What needs to be done:
Your job is to return every line in the data holding the string "implementations".
##### Data provided
PR #103, opened 2023-06-29
Alice's OrderStatus  fix

KendallWeihe:
The PFI is the author of the OrderStatus updates, so it should be the recipient of the `RFQ` not the `Quote` (Alice is the recipient of the quote)

### DIFF
--- a/protocol/implementations/js/src/protocol-definitions.ts
+++ b/protocol/implementations/js/src/protocol-definitions.ts
@@ -32,12 +32,12 @@ export const aliceProtocolDefinition = {
             can : 'write'
           }
         ],
-        // alice sends Orders, not receives them
+        // OrderStatus can be written to Alice's DWN by someone who wrote RFQ/Quote (i.e. PFI)
         OrderStatus: {
           $actions: [
             {
-              who : 'recipient',
-              of  : 'RFQ',
+              who : 'author',
+              of  : 'RFQ/Quote',
               can : 'write'
             }
           ]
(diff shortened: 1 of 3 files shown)


protocol/implementations/js/src/protocol-definitions.ts
```diff
@@ -37,7 +37,7 @@ export const aliceProtocolDefinition = {
           $actions: [
             {
               who : 'recipient',
-              of  : 'RFQ/Quote',
+              of  : 'RFQ',
```
jiyoontbd, line 40: request: could you get rid of the comment on L35? 🙏 i forgot to get rid of it when i got rid of Order

specifically this line: 
so i think here we want to say `OrderStatus can be written to Alice's DWN by someone who wrote RFQ/Quote (i.e. PFI)`

```js
$actions: [
            {
              who : 'author',
              of  : 'RFQ/Quote',
              can: 'write'
             }]
```

or `OrderStatus can be written to Alice's DWN by some who received an RFQ

```js
$actions: [
            {
              who : 'recipient',
              of  : 'RFQ',
              can: 'write'
             }]
```

looks like you went with the second option which makes sense to me, i think the original was wrong :)

jiyoontbd (approved):

protocol/implementations/js/src/protocol-definitions.ts
KendallWeihe: oh yeah... you know what, we should do this instead... notice how I'm using the `author` of the `RFQ/Quote`, which is your first comment proposal

```typescript
// OrderStatus can be written to Alice's DWN by someone who wrote RFQ/Quote (i.e. PFI)
OrderStatus: {
  $actions: [
    {
      who : 'author',
      of  : 'RFQ/Quote',
      can : 'write'
    }
  ]
}
```

done

PR #108, opened 2023-07-04
change type of `PaymentMethod.kind` to string

mistermoe:
Motivation behind this PR is two-fold:
* serializing a typescript enum returns a number with no context or meaning! e.g.

image

though, we can definitely do something like this if we want:

image

* hardcoding `kind`s limits the types of payment methods people can use with tbDEX. If someone wanted to use another payment method kind e.g. `MOMO` (mobile money), they'd have to come submit a PR to this repo.


phoebe-lew (approved):
y u like this typescript

phoebe-lew:
I do believe @KendallWeihe predicted this too!!

jiyoontbd:
note for future me, listen to kendall

jiyoontbd (approved):

PR #109, opened 2023-07-05
blehhhhh

phoebe-lew:
- Rename presentationRequest to presentationDefinition
- Yeet the protocol folder
- Yeet the implementations folder
- Fix GH workflow paths
- allow error response for rfq
- update protocol
- Fix interface
- Readme changes


KendallWeihe:
So, rather than introducing possible failure responses at every step in the TBDex message exchange, what if we introduced a singular `Status` message type, which would cover all of our use cases, including the (singular-in-nature) success stage of `COMPLETED`. Visual to help convey the idea...

image

The idea is, at any point, during the message exchange (notice, this doesn't include "resource's" like the `Offering`), either party can convey a `Status` message which would account for N-number of possible "failure" states, and then one singular `COMPLETED` state. In the same way unix error codes are `0` for success and some `non-0` for failure, where the code indicates the failure type.

I'll give some examples...

## RFQ --> Status = failure X

(I think this is the one you're solving for here)

This could come from the PFI, after Alice submits her RFQ, which would be the PFI saying, "Hey for reason X we can't give you a quote"

## Quote --> Status = failure Y

This could come from either party. Consider it originates from Alice, that could be Alice saying, "Hey I'm not going to accept that quote" (barring, Alice may not have to send a subsequent message whatsoever, she could just never progress it any further, but this would be a chance to provide a semantic reasoning). And then consider it originates from the PFI, that could be the PFI saying something like, "Hey you know that quote we gave you? Yeah that's no longer valid"

## Order --> Status = failure Z

This would come from the PFI, for some reason if the PFI couldn't complete the order.

Although, maybe this could _also_ come from Alice, and maybe that would be a chance for her to cancel the order... tho that would probably warrant a dedicated message type like `CancelOrder` b/c it's a request without guarantee... idk all ideas to prove the generalizable nature... 🤔 

## Order --> Status = `COMPLETED`

This is the one non-failure scenario, which the PFI would send to Alice once the order is successfully executed

PR #111, opened 2023-07-07
Changes

mistermoe:
# Changes
* use `PresentationDefinition` as value of `kycRequirements` instead of a JWT
    * there's really no good reason to return a JWT. we don't need cryptographic integrity here given that the entire message is signed by the PFI's DID 
* change `paymentPresentationDefinitionJwt` to `requiredPaymentDetails`
* use `JsonSchema` as value of `requiredPaymentDetails`
   * using PD's to collect payment details from Alice ends up being problematic given the expected flow of: "use VC that matches PD. if none present, render a form to collect necessary data, issue self-signed cred with input data. send self-signed VC." The 2nd time around, the VC generated as a byproduct of not having any will automatically be used and that may not be Alice's desired behavior (imagine that alice wants to use an entirely different btc address the 2nd time she uses DIDPay). Instead, we can just return a json schema. this json schema can be used to render a form every time. Alice's input data can then be sent in the RFQ as `paymentDetails`. The PFI can then validate the payment details provided against the `requiredPaymentDetails` json schema sent in the offering. 
* change `paymentVerifiablePresentationJwt` to `paymentDetails`
* use generic object as value of `paymentDetails`.
   * see `requiredPaymentDetails` explaination
* fix `Status` enum to serialize as string values instead of int values
* start fixing json schemas
* temporarily disable out validator tests
   * need to figure out how to validate offerings _and_ tbdex messages

### DIFF
--- a/js/src/types.ts
+++ b/js/src/types.ts
@@ -1,3 +1,9 @@
+import type { PresentationDefinitionV2 } from '@sphereon/pex-models'
+import type { Schema as JsonSchema } from 'ajv'
+
+export type { PresentationDefinitionV2, JsonSchema }
+
+
 export type ResourceType<R extends keyof ResourceTypes> = ResourceTypes[R]
 
 export type ResourceTypes = {
@@ -15,7 +21,7 @@ export interface Offering {
   baseFeeDollars?: string
   minDollars: string
   maxDollars: string
-  kycRequirements: string
+  kycRequirements: PresentationDefinitionV2
   payinMethods: PaymentMethod[]
   payoutMethods: PaymentMethod[]
   createdTime: string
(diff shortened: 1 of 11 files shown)


js/src/types.ts
```diff
@@ -15,15 +21,15 @@ export interface Offering {
   baseFeeDollars?: string
   minDollars: string
   maxDollars: string
-  kycRequirements: string
+  kycRequirements: PresentationDefinitionV2
```
phoebe-lew, line 24: does this lock all tbdex users into a pex depenency?

phoebe-lew (approved):

js/src/types.ts
phoebe-lew: *JS tbdex users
##########
Task solution:
--- a/protocol/implementations/js/src/protocol-definitions.ts
+++ b/protocol/implementations/js/src/protocol-definitions.ts
protocol/implementations/js/src/protocol-definitions.ts
protocol/implementations/js/src/protocol-definitions.ts
- Yeet the implementations folder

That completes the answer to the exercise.